Case StudyPartner Page

Our client planned to migrate millions of digital client-matter files to a DMS. Missing data would have required thousands of manual classification hours, so we worked to build text extraction and machine learning models to efficiently and accurately classify documents. Our solution saved the law firm time and money on a successful digital migration.


Our client is one of the largest global legal firms in the world. This firm, located in the United States, has over 850 attorneys, nearly half of whom are spread worldwide. Their attorneys speak 60 distinct languages and practice law in the United States, United Kingdom, France, Germany, Italy, Hong Kong, the Organization for the Harmonization of Corporate Law in Africa (OHADA), and Saudi Arabia.
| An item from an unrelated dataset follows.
PR #557, opened 2025-06-09
KEP #552: allow updates to `spec.leaderWorkerTemplate.size` field

### LINKED ISSUE #552: Allow to update `spec.leaderWorkerTemplate.size`

I'd like to be able to update the `spec.leaderWorkerTemplate.size` field instead of recreating the `LWS` instance.

**Why is this needed**:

The firm had accumulated several decades of client and matter files: millions of digital documents stored in various filing systems. The ability to provide premier commercial advice to help clients achieve their ambitions hinges on vast legal knowledge and industry expertise as well as reliable access to past and present documents. Therefore, to improve client services through enhanced data security and retrieval, the firm decided to move all digital files to a formal Document Management System (DMS).

As the Chief Information Officer (CIO) and his team began planning the migration of these files to a DMS, they discovered many files were missing client and matter metadata. While the DMS alone would improve security and control, without identifiers for the client and matter attached to each file, the DMS’s utility would be limited. The information technology (IT) department determined a manual approach, tagging and classifying documents “by hand” would be too costly and overwhelming. Instead, they partnered with us to investigate how a machine learning system could efficiently identify the client and matter for the document.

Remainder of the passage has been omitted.